We need big banks to fund renewables

On the climate front, large banks are needed to support the massive shifts of capital needed to combat climate change. To limit warming to two degrees Celsius (2°C) as part of the Paris Climate Agreement, more than US$1 trillion needs to be invested in clean energy every year through to 2050 (according to a 2014 report by the International Energy Agency). Smaller Australian banks aren’t able to fund large-scale clean energy infrastructure. They just don’t have the capacity to make loans for big projects – whether climate friendly or not. Investment in clean energy totalled more than $11 billion for large scale renewable projects underway in Australia in 2018, and NAB and Westpac are major funders of renewables.

We currently assess that Westpac and NAB are implementing their commitment to lend in line with the economic transition our society needs to limit warming to 2°C. This assessment can be a bit complicated because of the scale and diversity of lending by large banks.

We use a climate scorecard which assesses lending to:

  • the fossil fuel sector, including the type of fuel and its emissions intensity
  • renewable energy and energy storage
  • technologies and activities which reduce energy usage or store carbon (eg, green buildings, low-emissions transport and reforestation)

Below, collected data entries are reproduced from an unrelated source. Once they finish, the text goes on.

PR #654, opened 2026-05-27
Implement multi-source shortest path query support

### LINKED ISSUE #617: Feature: Multi-Source Shortest Path Algorithm
## Summary

Implement a `multiSourceShortestPath` processor that computes shortest paths from a set of source nodes to all reachable target nodes, returning one row per (source, target) pair. This extends the existing `shortestPath` processor, which collapses results to a single best pair.

## Motivation

The current `shortestPath` accepts multiple sources/targets but returns only the single minimum-distance result. Many analytical workloads need the full distance matrix — e.g., finding the nearest facility from every customer, or computing pairwise distances between a set of important nodes. A multi-source variant avoids issuing N separate queries.

## Proposed Syntax

```cypher
MATCH (n:City), (m:City)
WHERE n.name = 'CityA' OR n.name = 'CityB'
multiSourceShortestPath(n, m, distance, src, tgt, dist, path)
RETURN src, tgt, dist, path
```

**Parameters (7):**
1. `n` — source node set (from MATCH)
2. `m` — target node set (from MATCH)
3. `distance` — edge weight property name
4. `src` — output variable: the source node for this row
5. `tgt` — output variable: the target node reached
6. `dist` — output variable: shortest distance
7. `path` — output variable: the path

## Expected Output

One row per reachable (source, target) pair:

| src | tgt | dist | path |
|-----|-----|------|------|
| CityA | CityC | 30.0 | (0)-[1]->(1)-[2]->(2) |
| CityA | CityD | 80.0 | (0)-[1]->(1)-[2]->(2)-[3]->(3) |
| CityB | CityC | 20.0 | (1)-[2]->(2) |
| CityB | CityD | 70.0 | (1)-[2]->(2)-[3]->(3) |

## Algorithm

Run Dijkstra independently from each source node, exploring until all reachable target nodes are settled. Each source produces one row per reachable target with the shortest distance and reconstructed path.

## Implementation Scope

Follows the same layered pattern as the existing `shortestPath`:

- **Lexer/Parser:** New `MULTISOURCESHORTESTPATH` token and grammar rule (7 parameters)
- **AST:** `MultiSourceShortestPathStmt` node
- **Analyzer:** Validate edge property exists and is numeric; register 4 output variables (src, tgt, dist, path)
- **Plan:** `MultiSourceShortestPathNode` with new `MULTI_SOURCE_SHORTEST_PATH` opcode
- **Processor:** `MultiSourceShortestPathProcessor<T>` — templated over weight type (UInt64, Int64, Double)
- **Pipeline Builder/Generator:** Wiring methods analogous to existing shortest path
- **Tests:** Query-level and processor-level tests

## Constraints

- Rejects negative edge weights (same as existing `shortestPath`)
- Returns 0 rows if no paths exist between any source-target pair
- Supports the same weight types as `shortestPath`: UInt64, Int64, Double

patelchaitany:
Add multiSourceShortestPath processor that computes shortest paths from a set of source nodes to all reachable targets, returning one row per (source, target) pair with distance and path — extends the existing shortestPath which only returns a single best pair. Closes #617


patelchaitany:
@rjb32 if you get time pls review this PR.

rjb32:
> @rjb32 if you get time pls review this PR.

Thank you very much @patelchaitany! I will review it on Monday

patelchaitany:
Hey @rjb32! Whenever you get a moment, I'd love to get your thoughts on this PR. Thanks!

sulaimansuhas:
Hey @patelchaitany - I have looked at the PR and had a few overall comments:
- Can you think of anyways we can re-use explored paths between source nodes? This would help make the algorithm a lot more efficient I feel.
- I think there is a lot of overlap between the ShortestPath processor code and the multi-path shortest path processor code. It would be nice to wrap up common logic and data structures into a single ShortestPathUtils.h/.cpp file!
- I think we need a lot more comments in your code - especially around the shortest path algorithm.

Overall the code looks good and conforms to our standards well:)!

query/pipeline/processors/MultiSourceShortestPathProcessor.cpp
```diff
@@ -0,0 +1,244 @@
...
+    finish();
+}
+
+template <SupportedType T>
+void MultiSourceShortestPathProcessor<T>::runDijkstra(NodeID sourceNode,
+                                                      ColumnVector<NodeID>* sourceOutputCol,
+                                                      ColumnVector<NodeID>* targetOutputCol,
+                                                      ColumnVector<EdgePropType>* distCol,
+                                                      ColumnVector<Path>* pathCol) {
+    DijkstraHeap heap;
```
rjb32: All these structures are going to be recreated per runDijkstra call, you could save them as members of the processor class and clear them on entry in the function

query/pipeline/processors/MultiSourceShortestPathProcessor.h
```diff
@@ -0,0 +1,123 @@
...
+    NodeID prevNode;
+    EdgeID edge;
+    T distance {0};
+};
+
+template <SupportedType T>
+class MultiSourceShortestPathProcessor final : public Processor {
+public:
+    using EdgePropType = T::Primitive;
+    using DijkstraHeap = std::priority_queue<MultiSourceDijkstraNode<EdgePropType>,
```
rjb32: Probably better to extract all these type definitions and the runDijkstra mechanics into some utility class that would wrap up everything related to Dijkstra algorithm

query/plan/PipelineGenerator.cpp
```diff
@@ -1629,6 +1634,59 @@ PipelineOutputInterface* PipelineGenerator::translateShortestPathNode(ShortestPa
...
+                                                                pathCol);
+            sourceOutputCol->rename(node->getSourceOutput()->getName());
+            targetOutputCol->rename(node->getTargetOutput()->getName());
+            distCol->rename(node->getDistance()->getName());
+            pathCol->rename(node->getPath()->getName());
+        } else {
+            throw PlannerException("Unsupported Edge Weight Type");
+        }
+    };
+    ValueTypeDispatcher {edgeType._valueType}.execute(process);
```
rjb32: Coding style: we prefer to use the parenthesis for constructors instead of braces, such as ValueTypeDispatcher(edgeType._valueType)

patelchaitany:
@rjb32 @sulaimansuhas Feedback addressed! Please take another look and let me know if any further changes are needed. Happy to revise.

sulaimansuhas:
Hey @patelchaitany. I looked over your changes and it mostly looks good! I have two comments:
- I think the Dijkstra Search Algorithm itself should be pulled out into a common function, as there is a lot of overlapping logic that would be painful to keep in sync between these two implementations.
- I feel that there is scope to optimise this code - we should be able to cache already explored paths in previous runs with different source nodes. Please give me your thoughts on this (even why it wouldn't be feasible).

thank you for your good work!

patelchaitany:
I'm going to expand `ShortestPathUtils` into a `DijkstraRunner<T>` class that owns the heap and value map as members (reused across calls instead of reallocated) and holds the core Dijkstra loop - expansion, stale filtering, relaxation, and path reconstruction. A `stopAtFirst` flag on `run()` handles both use cases: `ShortestPathProcessor` stops at the first settled target, `MultiSourceShortestPathProcessor` keeps going until all are found, so both processors shrink down to just port wiring and result extraction. On caching across source nodes - the shortest-path trees are source-dependent so intermediate results don't transfer cleanly; the early-exit we already have cuts out the main waste, and anything beyond that (bidirectional Dijkstra, landmarks) feels like a separate effort. Will also fix the `ValueTypeDispatcher` brace style Remy flagged.

sulaimansuhas:
Hey @patelchaitany - your code changes sound good, I'll be waiting to review! As for your comments on the shortest path optimisations:

If we take the shortest path between node a and z to be a->p->x->z, then for that path we are guaranteed that every subpath of the path is the optimal shortest path from the source node of that subpath to the target. So from this single traversal we can infer that the shortest path from p to z is p->x->z.

Given this finding, two optimisations I can think of off the top of my head:
- if p was in the source node set we already have a shortest path to a node in the target set (z).
- if in any other traversal we pop p from the top of the stack we immediately can know that there is a path to a target node and the size of the path.

these are the ideas that gave me the intuition for optimisation in this case. I think it'd be a shame to get this PR through without exploring these kind of optimisations as I think they have the potential to reduce a lot of computation.

I'd like to hear your thoughts on this, and thank you for all your good work!

patelchaitany:
@sulaimansuhas - subpath caching is in. After each run we cache intermediate-to-target subpaths, then before the next source we check the cache and skip Dijkstra if we already have the answer. Mid-traversal hits are handled as pending results that only finalize when the heap confirms optimality.

Right now the cache is query-scoped - thinking a cross-query version keyed to commit hashes (with eviction like `ShardCache` does for vectors) would be a natural follow-up. Thoughts?

patelchaitany:
Hey @rjb32 , @sulaimansuhas Is there any changes are required.

sulaimansuhas:
Hey @patelchaitany, sorry for taking so long! I looked through the PR it looks pretty good. I'll have some final comments that I'll add later today.

query/pipeline/processors/ShortestPathUtils.cpp
```diff
@@ -0,0 +1,204 @@
...
+    _propertyIndices = propertyIndices;
+    _properties = properties;
+    _getPropertiesWriter = getPropertiesWriter;
+}
+
+template <SupportedType T>
+void DijkstraRunner<T>::run(const DijkstraHeap<EdgePropType>& initialHeap,
+                            const DijkstraValueMap<EdgePropType>& initialValues,
+                            const std::unordered_set<NodeID>& targetNodes,
+                            bool stopAtFirst,
```
sulaimansuhas, line 39: I don't like having the bool flag, I think it should be a number. This would make it trivial to create a top K shortest paths algorithm in the future.

query/pipeline/processors/ShortestPathUtils.cpp
```diff
@@ -0,0 +1,204 @@
...
+    _heapValueMap = initialValues;
+    _settledTargets.clear();
+    _results.clear();
+    _pendingResults.clear();
+
+    while (!_heap.empty()) {
+        const DijkstraNode<EdgePropType> val = _heap.top();
+        _heap.pop();
+
+        const auto it = _heapValueMap.find(val.id);
```
sulaimansuhas, line 51: Please add a comment explaining that we are removing the stale values here.

query/pipeline/processors/ShortestPathUtils.cpp
```diff
@@ -0,0 +1,204 @@
...
+        if (it != _heapValueMap.end() && it->second.distance != val.distance) {
+            continue;
+        }
+
+        // Finalize pending cache-hit results whose distance cannot be beaten
+        // by any future path (all remaining nodes have distance >= val.distance).
+        for (auto pendingIt = _pendingResults.begin(); pendingIt != _pendingResults.end(); ) {
```
sulaimansuhas, line 58: Nice! Please add more comments explaining what is happening here. And expand on the why - these are complex algorithms that we want to as readable as possible.

query/pipeline/processors/ShortestPathUtils.cpp
```diff
@@ -0,0 +1,204 @@
...
+            if (stopAtFirst) {
+                break;
+            }
+
+            if (_settledTargets.size() == targetNodes.size()) {
+                break;
+            }
+        }
+
+        // Consult the subpath cache: if this settled node has known shortest
```
sulaimansuhas, line 87: This comment is not clear at all, please clearly explain the logic behind this cache search better. Something like:
If the current popped node is found in the cache then we know we have the shortest path from our source to the Target Node in the cache entry.

sulaimansuhas: Also please clarify the explanation on why we need the pending result sets. It is useful but it took me a while to understand it just based on the code.

query/pipeline/processors/ShortestPathUtils.cpp
```diff
@@ -0,0 +1,204 @@
...
+        // paths to unsettled targets, record them as pending results.
+        if (cache) {
+            const auto cacheIt = cache->find(val.id);
+            if (cacheIt != cache->end()) {
+                for (const SubpathCacheEntry<EdgePropType>& entry : cacheIt->second) {
+                    if (!targetNodes.contains(entry.targetNode)) {
```
sulaimansuhas, line 93: both these if conditions should be one statement.

query/pipeline/processors/ShortestPathUtils.cpp
```diff
@@ -0,0 +1,204 @@
...
+                        continue;
+                    }
+                    if (_settledTargets.contains(entry.targetNode)) {
+                        continue;
+                    }
+
+                    const EdgePropType candidateDistance = val.distance + entry.distance;
+
+                    const auto existingIt = _pendingResults.find(entry.targetNode);
```
sulaimansuhas, line 102: I don't think this conditional is needed, as for the given target node the `candidateDistance` will be the shortest distance anyways.

query/pipeline/processors/ShortestPathUtils.cpp
```diff
@@ -0,0 +1,204 @@
...
+
+        const auto it = _heapValueMap.find(val.id);
+        if (it != _heapValueMap.end() && it->second.distance != val.distance) {
+            continue;
+        }
+
+        // Finalize pending cache-hit results whose distance cannot be beaten
+        // by any future path (all remaining nodes have distance >= val.distance).
+        for (auto pendingIt = _pendingResults.begin(); pendingIt != _pendingResults.end(); ) {
+            if (pendingIt->second.distance <= val.distance) {
```
sulaimansuhas, line 59: we would want to check stop at first (or the the size of results against a size parameter passed to the function here)

query/pipeline/processors/ShortestPathUtils.cpp
sulaimansuhas: so we can mark the target as settled here.

query/pipeline/processors/ShortestPathUtils.cpp
```diff
@@ -0,0 +1,204 @@
...
+                    _pendingResults[entry.targetNode] = pending;
+                }
+            }
+        }
+
+        expandNode(val);
+    }
+
+    // Finalize any remaining pending results (heap exhausted, no shorter path exists).
+    for (auto& [targetNode, pending] : _pendingResults) {
```
sulaimansuhas, line 121: Would we even need this? If we are going to be exhausting the heap or finding the k shortest paths. We've either found our K shortest paths and do not need to add any more values. Or if we have legitimately exhausted the heap and thus explored the graph wouldn't we have come across paths >= in distance to those in `_pendingResults` and would have added them already?

query/pipeline/processors/ShortestPathUtils.h
```diff
@@ -0,0 +1,119 @@
...
+             bool stopAtFirst,
+             const SubpathCache<EdgePropType>* cache = nullptr);
+
+    const std::vector<DijkstraResult<EdgePropType>>& results() const { return _results; }
+    const DijkstraValueMap<EdgePropType>& getValueMap() const { return _heapValueMap; }
+
+private:
+    DijkstraHeap<EdgePropType> _heap;
+    DijkstraValueMap<EdgePropType> _heapValueMap;
+    std::unordered_set<NodeID> _settledTargets;
```
sulaimansuhas, line 97: I think it makes more sense to pass the constructed target nodes to the Utils class as a const, and have the settledTargets passed to the function itself. This way we don't have to create a copy of the targetNodes set every time. This would be especially useful if the target nodes set itself is quite large.

query/pipeline/processors/ShortestPathUtils.h
```diff
@@ -0,0 +1,119 @@
...
+    std::vector<DijkstraResult<EdgePropType>> _results;
+    std::unordered_map<NodeID, DijkstraResult<EdgePropType>> _pendingResults;
+
+    ColumnNodeIDs* _inputNodes {nullptr};
```
sulaimansuhas, line 101: We can forward declare all these pointer members.

query/pipeline/processors/ShortestPathUtils.cpp
```diff
@@ -0,0 +1,204 @@
...
+        if (!_settledTargets.contains(targetNode)) {
+            _settledTargets.insert(targetNode);
+            _results.push_back(pending);
+        }
+    }
+    _pendingResults.clear();
+}
+
+template <SupportedType T>
+void DijkstraRunner<T>::expandNode(const DijkstraNode<EdgePropType>& node) {
```
sulaimansuhas, line 131: please add back all the comments that were removed here ( see original algo)

query/pipeline/processors/ShortestPathUtils.cpp
```diff
@@ -0,0 +1,204 @@
...
+    auto edge = settledNode.edge;
+    while (lastNode.isValid()) {
+        outputPath.push_back(edge.getValue());
+        outputPath.push_back(lastNode.getValue());
+
+        const auto& pathInfo = _heapValueMap[lastNode];
+        lastNode = pathInfo.prevNode;
+        edge = pathInfo.edge;
+    }
+}
```
sulaimansuhas, line 181:
```suggestion
    // Start with the cached path suffix without the starting node: [target, edge, ..., edge]
    outputPath = cacheEntry.pathSuffix | ranges::views::drop_last(1);
    reconstructPath(settledNode, outputPath);
    }
}
```

query/pipeline/processors/ShortestPathUtils.h
```diff
@@ -0,0 +1,119 @@
...
+    NodeID targetNode;
+    T distance {0};
+    Path path;
+};
+
+template <typename T>
+struct SubpathCacheEntry {
+    NodeID targetNode;
+    T distance {0};
+    Path pathSuffix;
```
sulaimansuhas, line 62: pathSuffix is not the correct name for this. Path would be fine.

sulaimansuhas (changes requested):
Hey @patelchaitany, the overall logic of your change is sound. I have left quite a few comments explaining what would be needed to make this mergeable. I think we need a lot more comments around the algorithm - in places my previous comments have been removed where my code was copied. If you are using AI coding tools - I request that you write the comments yourself because we generally find the AI generated comments to not be that clear to human readers, and it will also help you reason about the logic itself.

patelchaitany:
@sulaimansuhas, Okay I will address your comments and not try to use AI for comments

We also look at the way banks facilitate financing by others. For example, we look at how a bank might help companies raise financing for environmentally friendly initiatives, including through what are known as green bonds. For each of the climate scorecard categories above we look at a bank’s current lending, historical trends and lending targets. It’s also worth noting that smaller banks haven’t built the capital markets capacity to help their clients with the issue of green and social bonds.

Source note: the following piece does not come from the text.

PR #656, opened 2026-06-01
Fix Rule of 5 violations with ListBuffer and co.

cyrusknopf:
`ListByteBuffer` and `ListElementViewBuffer` manually managed memory, but had implicitly defined copy and move constructors/assignment which did not serve that memory management. Deleted to prevent misuse.

### DIFF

There are also ‘no go projects’. We do not, and will not, invest in any bank which lends to the Adani Carmichael coal mine.

We also consider the banks’ support for government climate policy aligned with the Paris Climate Agreement  – both directly and indirectly through participation in industry associations.

How we invest and protest for a better future

As we invest selectively in banks, we also advocate that they can and should do better. And our climate investment expertise, perspective and public voice does make a difference. When we put pressure on banks, we’ve seen positive competition between the large Australian banks to improve the sustainability of their lending and other activities.

At Westpac’s 2016 AGM, Australian Ethical asked the Chairman to rule out support for the proposed Adani Carmichael mine in order to clearly and publicly demonstrate the integrity of the bank’s climate commitments. In 2017, Westpac released its 2020 climate action plan  which effectively ruled out lending to the Carmichael mine. In 2018 Westpac reported its achievement of $9.1 billion in lending to climate change solutions, moving towards its target of $10 billion by 2020.

For its part, NAB has ruled out future financing of thermal coal or oil tar sands extraction projects, or oil and gas projects impacting Antarctic wildlife refuge areas.

We welcome these initiatives, and we’ll continue to scrutinise and influence the banks to do even more to restrict climate change to 1.5°C (as urged by the latest IPCC report) and to restore trust in the banking sector.